Stored items
- - -
Issue #6054, opened 2019-05-20
Add alarm variables to the response of chart and data


cakrit:
`api/v1/info/alarm_variables?chart=XX` returns the variables available for creation of alarms.

We have a request to add them to both `/chart` and `/data` call responses as well.

_Originally posted by @ilyam8 in https://github.com/netdata/netdata/issues/5990#issuecomment-491498124_

alpes214:
@ilyam8  @cakrit 
The /alarm_variables?chart=XX request has chart_variables field in its response. 
- same field with the same name and values should be added to the response for /chart?chart=XX request.
- the /data request has many different response formats, some of them like csv cannot be extended easily. Therefor chart_variables should be added to response when /data request is called with options=jsonwrap parameter only: /data?chart=XX&options=jsonwrap

I doubt about /data request.
@ilyam8 is my understanding correct?

ilyam8:
> same field with the same name and values should be added to the response for /chart?chart=XX request.

Not sure.

I have

```python
CHARTS = {
    'random': {
        'options': [None, 'A random number', 'random number', 'random', 'random', 'line'],
        'lines': [
            ['random1']
        ],
        'variables': [
            ['var_1', 999],
            ['var_2', 999],
            ['var_3', 999]
        ]
    }
}
```

There you can see 3 chart variables.

I did `/alarm_variables?chart=example.random`. My `chart_variables`:

```json
{
    "var_1": 999,
    "var_3": 999,
    "var_2": 999,
    "random2_raw": 38,
    "red": null,
    "update_every": 1,
    "random3_raw": 49,
    "random1_raw": 31,
    "random1_last_collected_t": 1565088357.00000,
    "random2_last_collected_t": 1565088357.00000,
    "last_collected_t": 1565088357.00000,
    "random1": 0,
    "random2": 0,
    "random3": 0,
    "green": null,
    "random3_last_collected_t": 1565088357.00000,
    "collected_total_raw": 118
}
```

i think we need only `var_1`, `var_2` and `var_3` from there.

ilyam8:
Maybe it is not even possible to distinguish between user defined chart vars and internally created, it looks like it is our case :sweat_smile: If so then yes

> same field with the same name and values should be added to the response for /chart?chart=XX request.

ilyam8:
> Maybe it is not even possible to distinguish between user defined chart vars and internally created

It is possible

[...]

PR #6615, opened 2019-08-08
Add alarm variables to the response of chart and data (#6054)

alpes214:
##### Summary
Implements feature #6054 

Now requests like 

http://localhost:19999/api/v1/chart?chart=example.random
http://localhost:19999/api/v1/data?chart=example.random&options=jsonwrap&options=showcustomvars

- return chart variables in their responses. Chart variables include only those with options set to RRDVAR_OPTION_CUSTOM_CHART_VAR
- for /api/v1/data requests chart variables are returned when parameter options=jsonwrap and options=showcustomvars

##### Component Name
[/database](https://github.com/netdata/netdata/tree/master/database/)
[/web/api/formatters](https://github.com/netdata/netdata/tree/master/web/api/formatters)

##### Additional Information
To test functionality the collectors/python.d.plugin/example chart has been configured to have the following variables:

```python
CHARTS = {
    'random': {
        'options': [None, 'A random number', 'random number', 'random', 'random', 'line'],
        'lines': [
            ['random1']
        ],
        'variables': [
            ['var_1', 999],
            ['var_2', 999],
            ['var_3', 999],
            ['var_4', 'abc']
        ]
    }
}
```
After that responses for requests 
```bash
curl http://localhost:19999/api/v1/data?chart=example.random&options=jsonwrap&options=showcustomvars
curl http://localhost:19999/api/v1/chart?chart=example.random
```
compared with response from request 

```bash
curl http://localhost:19999/api/v1/alarm_variables?chart=example.random
```

Expected: /api/v1/chart and /api/v1/data requests should contain same custom chart variables with same values as in /api/v1/alarm_variables

### DIFF
--- a/database/rrdvar.c
+++ b/database/rrdvar.c
@@ -248,18 +248,19 @@ int health_variable_lookup(const char *variable, uint32_t hash, RRDCALC *rc, cal
 struct variable2json_helper {
     BUFFER *buf;
     size_t counter;
+    RRDVAR_OPTIONS options;
 };
 
-static int single_custom_variable2json(void *entry, void *data) {
+static int single_variable2json(void *entry, void *data) {
     struct variable2json_helper *helper = (struct variable2json_helper *)data;
     RRDVAR *rv = (RRDVAR *)entry;
     calculated_number value = rrdvar2number(rv);
 
-    if(rv->options & RRDVAR_OPTION_CUSTOM_CHART_VAR) {
+    if (helper->options == RRDVAR_OPTION_DEFAULT || rv->options & helper->options) {
         if(unlikely(isnan(value) || isinf(value)))
-            buffer_sprintf(helper->buf, "%s\n\t\t\t\t\"%s\": null", helper->counter?",":"", rv->name);
+            buffer_sprintf(helper->buf, "%s\n\t\t\"%s\": null", helper->counter?",":"", rv->name);
         else
-            buffer_sprintf(helper->buf, "%s\n\t\t\t\t\"%s\": %0.5" LONG_DOUBLE_MODIFIER, helper->counter?",":"", rv->name, (LONG_DOUBLE)value);
+            buffer_sprintf(helper->buf, "%s\n\t\t\"%s\": %0.5" LONG_DOUBLE_MODIFIER, helper->counter?",":"", rv->name, (LONG_DOUBLE)value);
 
         helper->counter++;
     }
@@ -267,29 +268,15 @@ static int single_custom_variable2json(void *entry, void *data) {
     return 0;
 }
 
-static int single_variable2json(void *entry, void *data) {
-    struct variable2json_helper *helper = (struct variable2json_helper *)data;
-    RRDVAR *rv = (RRDVAR *)entry;
-    calculated_number value = rrdvar2number(rv);
-
-    if(unlikely(isnan(value) || isinf(value)))
-        buffer_sprintf(helper->buf, "%s\n\t\t\"%s\": null", helper->counter?",":"", rv->name);
-    else
-        buffer_sprintf(helper->buf, "%s\n\t\t\"%s\": %0.5" LONG_DOUBLE_MODIFIER, helper->counter?",":"", rv->name, (LONG_DOUBLE)value);
-
-    helper->counter++;
-
-    return 0;
-}
-
 void health_api_v1_chart_custom_variables2json(RRDSET *st, BUFFER *buf) {
     struct variable2json_helper helper = {
             .buf = buf,
-            .counter = 0
+            .counter = 0,
+            .options = RRDVAR_OPTION_CUSTOM_CHART_VAR
     };
 
     buffer_sprintf(buf, "{");
-    avl_traverse_lock(&st->rrdvar_root_index, single_custom_variable2json, (void *)&helper);
+    avl_traverse_lock(&st->rrdvar_root_index, single_variable2json, (void *)&helper);
     buffer_strcat(buf, "\n\t\t\t}");
 }
 
@@ -298,7 +285,8 @@ void health_api_v1_chart_variables2json(RRDSET *st, BUFFER *buf) {
 
     struct variable2json_helper helper = {
             .buf = buf,
-            .counter = 0
+            .counter = 0,
+            .options = RRDVAR_OPTION_DEFAULT
     };
 
     buffer_sprintf(buf, "{\n\t\"chart\": \"%s\",\n\t\"chart_name\": \"%s\",\n\t\"chart_context\": \"%s\",\n\t\"chart_variables\": {", st->id, st->name, st->context);
--- a/database/rrdvar.c
+++ b/database/rrdvar.c
@@ -250,6 +250,23 @@ struct variable2json_helper {
     size_t counter;
 };
 
+static int single_custom_variable2json(void *entry, void *data) {
+    struct variable2json_helper *helper = (struct variable2json_helper *)data;
+    RRDVAR *rv = (RRDVAR *)entry;
+    calculated_number value = rrdvar2number(rv);
+
+    if(rv->options & RRDVAR_OPTION_CUSTOM_CHART_VAR) {
+        if(unlikely(isnan(value) || isinf(value)))
+            buffer_sprintf(helper->buf, "%s\n\t\t\t\t\"%s\": null", helper->counter?",":"", rv->name);
+        else
+            buffer_sprintf(helper->buf, "%s\n\t\t\t\t\"%s\": %0.5" LONG_DOUBLE_MODIFIER, helper->counter?",":"", rv->name, (LONG_DOUBLE)value);
+    }
+
+    helper->counter++;
+
+    return 0;
+}
+
 static int single_variable2json(void *entry, void *data) {
     struct variable2json_helper *helper = (struct variable2json_helper *)data;
     RRDVAR *rv = (RRDVAR *)entry;
@@ -263,6 +280,17 @@ static int single_variable2json(void *entry, void *data) {
     helper->counter++;
 
     return 0;
+}
+
+void health_api_v1_chart_custom_variables2json(RRDSET *st, BUFFER *buf) {
+    struct variable2json_helper helper = {
+            .buf = buf,
+            .counter = 0
+    };
+
+    buffer_sprintf(buf, "{");
+    avl_traverse_lock(&st->rrdvar_root_index, single_custom_variable2json, (void *)&helper);
+    buffer_strcat(buf, "\n\t\t\t}");
 }
 
 void health_api_v1_chart_variables2json(RRDSET *st, BUFFER *buf) {
--- a/database/rrdvar.c
+++ b/database/rrdvar.c
@@ -260,9 +260,9 @@ static int single_custom_variable2json(void *entry, void *data) {
             buffer_sprintf(helper->buf, "%s\n\t\t\t\t\"%s\": null", helper->counter?",":"", rv->name);
         else
             buffer_sprintf(helper->buf, "%s\n\t\t\t\t\"%s\": %0.5" LONG_DOUBLE_MODIFIER, helper->counter?",":"", rv->name, (LONG_DOUBLE)value);
-    }
 
-    helper->counter++;
+        helper->counter++;
+    }
 
     return 0;
 }
--- a/health/health.h
+++ b/health/health.h
@@ -62,6 +62,7 @@ extern void health_alarms2json(RRDHOST *host, BUFFER *wb, int all);
 extern void health_alarm_log2json(RRDHOST *host, BUFFER *wb, uint32_t after);
 
 void health_api_v1_chart_variables2json(RRDSET *st, BUFFER *buf);
+void health_api_v1_chart_custom_variables2json(RRDSET *st, BUFFER *buf);
 
 extern int health_alarm_log_open(RRDHOST *host);
 extern void health_alarm_log_close(RRDHOST *host);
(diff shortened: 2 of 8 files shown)


alpes214:
Hi @thiagoftsm ,

Sorry, this is my fault. I did not check with /api/v1/charts. The fix is in the netdata repository. Please have a look. 

I am not sure how to resolve conversation, may be because I do not have rights to do so.

Regards!

ilyam8:
i changed example.chart.py charts to

```python
CHARTS = {
    'random': {
        'options': [None, 'A random number', 'random number', 'random', 'random', 'line'],
        'lines': [
            ['random1']
        ],
        'variables': [
            ['var_1', 999],
            ['var_2', 999],
            ['var_3', 'var_3'],
        ]
    }
}
```

> http://localhost:19999/api/v1/chart?chart=example.random

chart variables

```json
{
    "var_1": 999,
    "var_3": 0,
    "var_2": 999
}
```

> http://localhost:19999/api/v1/data?chart=example.random&options=jsonwrap

chart variables

```json
{
    "var_1": 999,
    "var_3": 0,
    "var_2": 999
}
```

alpes214:
@ilyam8 

I switched to master branch (original implementation), put your changes into example.chart.py

```python
        'variables': [
            ['var_1', 999],
            ['var_2', 999],
            ['var_3', 'var_3'],
        ]
```

and checked 
http://s89830:19999/api/v1/alarm_variables?chart=example.random

the response contains this 

```python
	"chart_variables": {
		"var_1": 999.00000,
		"var_3": 0.00000,
		"var_2": 999.00000,
	}
```
The var_3 value in /api/v1/chart and /api/v1/data responses is the same as in the /api/v1/alarm_variables from master branch. I though it is expected that /api/v1/chart and /api/v1/data return same chart_variables and values as /api/v1/alarm_variables. Please let me know if this assumption is not correct.

ilyam8:
I dont get your question. I didnt want to say that there is some problem https://github.com/netdata/netdata/pull/6615#issuecomment-519801792

Both repsonses are ok.

alpes214:
> 
> 
> I dont get your question. I didnt want to say that there is some problem [#6615 (comment)](https://github.com/netdata/netdata/pull/6615#issuecomment-519801792)
> 
> Both repsonses are ok.

@ilyam8 
The situation when string value is converted to 0 is not usual and I was not sure that this is correct behavior, even for original /api/v1/alarm_variables. But if both responses are ok, then thank you for confirmation.

ilyam8:
> The situation when string value is converted to 0 is not usual and I was not sure that this is correct behavior

https://docs.netdata.cloud/collectors/plugins.d/#variable

> The value is floating point (netdata used long double).

The "correct behaviour" is to fix `python.d.plugin`, it shouldnt send to netdata variables with wrong values.

ilyam8:
> The situation when string value is converted to 0 is not usual and I was not sure that this is correct behavior

I dont think this is correct too. If variable has no (correct) value we shouldnt set it to zero. Maybe there is some logic why this is needed i am not aware of.

ilyam8:
Documentation of the API to swagger should be updated

ilyam8:
@alpes214 

https://github.com/netdata/netdata/pull/6516#issuecomment-518660755

alpes214:
> @alpes214
> 
> [#6516 (comment)](https://github.com/netdata/netdata/pull/6516#issuecomment-518660755)

thank you @ilyam8 

should I create a new pull request?
or this one can be merged into master later?

database/rrdvar.c
```diff
@@ -250,6 +250,23 @@ struct variable2json_helper {
     size_t counter;
 };
 
+static int single_custom_variable2json(void *entry, void *data) {
```
cakrit: Contains copy of code. Big no-no. Please refactor to at least something similar to the following:

```c
static int single_variable2json_worker(void *entry, void *data, int custom) {
    ...
}

static int single_custom_variable2json(void *entry, void *data) {
 return single_variable2json_worker(entry, data, 1);
}

static int single_variable2json(void *entry, void *data) {
    return single_variable2json_worker(entry, data, 0);
}
```

alpes214: @cakrit 
I used a different approach for refactoring. Please let me know if it is not ok.

ktsaou:
I haven't read the code, but adding this to /API/v1/data may have a great impact to all chart refreshes. They will be slower and use more bandwidth.

It would be better to add an option to enable it for this method.

thiagoftsm:
Hi @alpes214 ,

To complement of @ktsaou  said, I was testing your code, and before I change the python.d example, I decided to run without any change to check the results, when I ran the following command:

$ curl -k https://localhost:19999/api/v1/chart?chart=example.random

I got the following answer:

 {
                        "id": "example.random",
                        "name": "example.random",
                        "type": "example",
                        "family": "random",
                        "context": "random",
                        "title": "A random number (example.random)",
                        "priority": 90000,
                        "plugin": "python.d.plugin",
                        "module": "example",
                        "enabled": true,
                        "units": "random number",
                        "data_url": "/api/v1/data?chart=example.random",
                        "chart_type": "line",
                        "duration": 253209,
                        "first_entry": 1565560508,
                        "last_entry": 1565813716,
                        "update_every": 1,
                        "dimensions": {
                                "random1": { "name": "random1" },
                                "random2": { "name": "random2" },
                                "random3": { "name": "random3" }
                        },
                        "chart_variables": {
                        },
                        "green": null,
                        "red": null,
                        "alarms": {
                                "example_alarm2": {
                                        "id": 1565815352,
                                        "status": "UNINITIALIZED",
                                        "units": "random number",
                                        "update_every": 2
                                },
                                "example_alarm1": {
                                        "id": 1565815351,
                                        "status": "UNINITIALIZED",
                                        "units": "random number",
                                        "update_every": 2
                                }
                        }
                }

Something fine. But, when I ran the second test bellow without to redirect to a file:

 curl  -k "https://localhost:19999/api/v1/data?chart=example.random&options=jsonwrap"

I received as the last line of the output the following message:

`curl: (18) transfer closed with 6307188 bytes remaining to read`

when I saw the message I decided to redirect for a file to see how many bytes it was trying to get, and I received this as output:

$ curl -o aa -k "https://localhost:19999/api/v1/data?chart=example.random&options=jsonwrap"
  % Total    % Received % Xferd  Average Speed   Time    Time     Time  Current
                                 Dload  Upload   Total   Spent    Left  Speed
100 9600k  100 9600k    0     0  40.4M      0 --:--:-- --:--:-- --:--:-- 40.4M

Without any doubt, your PR is working, but it can do download of a big sample of data, please, create an option that is default false and when an user move it to enable, I think it could be good to create an initial limit for the sample of data, unless the user really specify  that he wanna get everything available. 

Best regards!

ilyam8:
> curl: (18) transfer closed with 6307188 bytes remaining to read

@thiagoftsm i think this is not related to the PR.

The only thing PR does - it adds `chart_variables` section to the answer

> http://127.0.0.1:19999/api/v1/data?chart=example.random&options=jsonwram&options=jsonwrap

```json
{
    "var1": 1,
    "var2": 2
}
```

^^^

i realized that adding chart vars to the `data` call is not a right thing.

Reason - they are not `constants`, they are changed over time (we can't guarantee they not). In that case it doesnt make sense only the current value in the data call.

alpes214:
@thiagoftsm, @ilyam8 
> > curl: (18) transfer closed with 6307188 bytes remaining to read
> 
> @thiagoftsm i think this is not related to the PR.
> 
> The only thing PR does - it adds `chart_variables` section to the answer
> 
> > http://127.0.0.1:19999/api/v1/data?chart=example.random&options=jsonwram&options=jsonwrap
> 
> ```json
> {
>     "var1": 1,
>     "var2": 2
> }
> ```

Small addition... /api/v1/data request has parameter `after` which is used to specify how much data should be returned in response. The default value is -600 seconds. Minus means 600 seconds from now. The request with default value -600 executed:

```bash
val@s89830:~$ time curl -o aa -k "http://registry.my-netdata.io/api/v1/data?chart=example.random&options=jsonwrap&after=-600"
  % Total    % Received % Xferd  Average Speed   Time    Time     Time  Current
                                 Dload  Upload   Total   Spent    Left  Speed
100 31241    0 31241    0     0   374k      0 --:--:-- --:--:-- --:--:--  376k

real    0m0.092s
user    0m0.008s
sys     0m0.004s
```

The request executed with -200000 seconds:

```bash
val@s89830:~$ time curl -o aa -k "http://registry.my-netdata.io/api/v1/data?chart=example.random&options=jsonwrap&after=-200000"
  % Total    % Received % Xferd  Average Speed   Time    Time     Time  Current
                                 Dload  Upload   Total   Spent    Left  Speed
100 9958k    0 9958k    0     0  7911k      0 --:--:--  0:00:01 --:--:-- 7916k

real    0m1.271s
user    0m0.028s
sys     0m0.032s
```
The difference in execution time and response size if obvious. In both cases response contains chart variables. 

Chart variables are returned when options=jsonwrap only. There is another option `milliseconds` with response format very close to jsonwrap, but without chart variables. Here is a call example with `milliseconds` option for comparison:

```bash
val@s89830:~$ time curl -o aa -k "http://registry.my-netdata.io/api/v1/data?chart=example.random&options=milliseconds&after=-200000"
  % Total    % Received % Xferd  Average Speed   Time    Time     Time  Current
                                 Dload  Upload   Total   Spent    Left  Speed
100 10.2M    0 10.2M    0     0  9929k      0 --:--:--  0:00:01 --:--:-- 9938k

real    0m1.075s
user    0m0.028s
sys     0m0.036s
```

It looks like: 1) `after` and `options` parameters may be used to tune response size and time; 2) the chart variables do not influence significantly on response. There could be an issue if user will create a huge number of variables (megabytes), but I am not sure that this is possible in working/production system.

> 
> ^^^
> 
> i realized that adding chart vars to the `data` call is not a right thing.
> 
> Reason - they are not `constants`, they are changed over time (we can't guarantee they not). In that case it doesnt make sense only the current value in the data call.

@ilyam8 does it mean, that I should remove chart variables implementation for /api/v1/data request?

ilyam8:
@alpes214 no, i am just thinking out loud. As i said we need to understand - are custom chart vars part of chart data, if so then they should be there, if no then not. I am sure they are (that is why i crossed out that part in my prev comment). 

And i was wrong, they are `constant` according [docs](https://docs.netdata.cloud/collectors/plugins.d/#variable)

> VARIABLE defines a variable that can be used in alarms. This is to used for setting constants (like the max connections a server may accept).

So all is ok :+1:

cakrit:
Just an optional param like showcustomvars (no/yes) to both requests, with default = no and let's finish this. Indeed the data request response time is related mainly to the number of data points requested, so that's not a good performance tests. @ktsaou's point regarding the charts requests is valid, there will be an effect, with little benefit to the users (not really sure who needs to use just custom vars and for which purpose and very few charts have them, but we need to iterate for every chart anyway).

ktsaou:
The crucial call is the data one. This is executed for every single chart refresh.

To measure the impact of something you should stress test netdata with and without this code. There are many tools that do this. You should use the same API option in both tests, as the most expensive operation is the  generation of the text output of the data points.

We need the data call to be the fastest possible.

alpes214:
> 
> 
> Just an optional param like showcustomvars (no/yes) to both requests, with default = no and let's finish this. Indeed the data request response time is related mainly to the number of data points requested, so that's not a good performance tests. @ktsaou's point regarding the charts requests is valid, there will be an effect, with little benefit to the users (not really sure who needs to use just custom vars and for which purpose and very few charts have them, but we need to iterate for every chart anyway).

I have implemented a bit different approach, i.e. I did not add additional parameter `showcustomvars` but added new option with the same name. The URL to request data with custom variables will look like this 
```bash
curl "http://localhost:19999/api/v1/data?chart=example.random&after=-2&options=jsonwrap&options=showcustomvars"
```
I believe this way we will not overload request with additional parameters. Please le me know if this is not ok.

Regarding stress test of the /api/v1/data request. This task requires thorough planning and will take some time. It would be good to create a separate issue for this task if possible.

cakrit:
FYI for stress tests, there's a k6 config in tests/k6/data.js 
We built it for dbengine tests though, so populating so much data for the example chart is not part of the script. With the addition of this option it won't be required.

alpes214:
> 
> 
> Hold on, for some reason the UI doesn't draw the charts any more.
> I thought initially it was something wrong with my installation, but the master branch has the same issue. I'm doing some more tests and will come back. It doesn't seem related to these changes, I do get the data request responses properly...

there is a problem with my change. I am going to commit a fix.

alpes214:
> 
> 
> Invalid JSON returned.
> 
> https://localhost:19999/api/v1/data?chart=system.cpu&format=json&points=493&group=average&gtime=0&options=ms%7Cflip%7Cjsonwrap%7Cnonzero&after=-20
> 
> ```
>    "format": "json,
>    "result": {
> ```
I think it is fixed.

cakrit:
Did you close this by mistake? Are you able to reopen or do you want me to do it?

alpes214:
> 
> 
> Did you close this by mistake? Are you able to reopen or do you want me to do it?

yes, please reopen it.

I tried to resolve requested change (conversation) but closed this PR. It looks like I do not have permissions on netdata repository to resolve converstations.

ilyam8:
Anyway conversation should be closed by the one who started it.

alpes214:
> There's a stray double quote when we do show custom vars now:
> 
> https://localhost:19999/api/v1/data?chart=system.idlejitter&format=json&points=493&group=average&gtime=0&options=ms%7Cflip%7Cjsonwrap%7Cnonzero%7Cshowcustomvars&after=-20
> 
> ```
> ...
>    "chart_variables": {
> 			}",
>    "result": {
> ```

tests/stress.sh helped to generate multiple /api/v1/data requests and to test this PR for different formats and options. @cakrit, I think the issue is fixed. Please have a look.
- - -
Problem
Copy, from the lines above, each one that holds "redirect".

Written answer
Something fine. But, when I ran the second test bellow without to redirect to a file:
when I saw the message I decided to redirect for a file to see how many bytes it was trying to get, and I received this as output:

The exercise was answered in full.